▸ **Problem description**: The entire listing is to be repeated verbatim.

↓↓↓

PR #566, opened 2023-12-06
Idiomatic adjoints for bloqs

mpharrigan:
Following #565 

This PR updates bloq to use the new adjoint protocol

 - basic_gates learn their adjoints
 - `adjoint: bool` flag removed from bloqs that do not have special adjoint behavior.
 - flag renamed for those that do


qualtran/Adjoint.ipynb
```diff
@@ -26,7 +26,9 @@
     "from qualtran.drawing import show_bloq\n",
     "from qualtran.bloqs.basic_gates import ZeroState\n",
     "\n",
+    "print(ZeroState())\n",
```
fdmalone, line 29: remove?

qualtran/_infra/gate_with_registers.py
```diff
@@ -309,17 +309,21 @@ def decompose_from_registers(
     def _decompose_with_context_(
         self, qubits: Sequence[cirq.Qid], context: Optional[cirq.DecompositionContext] = None
     ) -> cirq.OP_TREE:
+        from qualtran.cirq_interop._cirq_to_bloq import InteropQubitManager
```
fdmalone, line 312: Why not top level import?

fdmalone (approved):
LGTM. Mostly using the new adjoing + sneaking in a T gate.

qualtran/_infra/gate_with_registers.py
mpharrigan: this is from #542

mpharrigan:
I reverted the changes to some of the comparison gates, tracking in https://github.com/quantumlib/Qualtran/issues/580

qualtran/Adjoint.ipynb
mpharrigan: this is on purpose to show that it turns into "ZeroEffect"

mpharrigan:
Why was this able to be merged even though the tests were failing?

tanujkhattar:
That's because we didn't update the branch protection rules after adding new github actions (for notebooks & pytest-dev-tools) so these tests were not marked as "required". I've updated the branch protections rules so that all the 6 CI actions are now required and this should not happen again.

↑↑↑

▸ **Response for this exercise**:
PR #566, opened 2023-12-06
Idiomatic adjoints for bloqs

mpharrigan:
Following #565 

This PR updates bloq to use the new adjoint protocol

 - basic_gates learn their adjoints
 - `adjoint: bool` flag removed from bloqs that do not have special adjoint behavior.
 - flag renamed for those that do


qualtran/Adjoint.ipynb
```diff
@@ -26,7 +26,9 @@
     "from qualtran.drawing import show_bloq\n",
     "from qualtran.bloqs.basic_gates import ZeroState\n",
     "\n",
+    "print(ZeroState())\n",
```
fdmalone, line 29: remove?

qualtran/_infra/gate_with_registers.py
```diff
@@ -309,17 +309,21 @@ def decompose_from_registers(
     def _decompose_with_context_(
         self, qubits: Sequence[cirq.Qid], context: Optional[cirq.DecompositionContext] = None
     ) -> cirq.OP_TREE:
+        from qualtran.cirq_interop._cirq_to_bloq import InteropQubitManager
```
fdmalone, line 312: Why not top level import?

fdmalone (approved):
LGTM. Mostly using the new adjoing + sneaking in a T gate.

qualtran/_infra/gate_with_registers.py
mpharrigan: this is from #542

mpharrigan:
I reverted the changes to some of the comparison gates, tracking in https://github.com/quantumlib/Qualtran/issues/580

qualtran/Adjoint.ipynb
mpharrigan: this is on purpose to show that it turns into "ZeroEffect"

mpharrigan:
Why was this able to be merged even though the tests were failing?

tanujkhattar:
That's because we didn't update the branch protection rules after adding new github actions (for notebooks & pytest-dev-tools) so these tests were not marked as "required". I've updated the branch protections rules so that all the 6 CI actions are now required and this should not happen again.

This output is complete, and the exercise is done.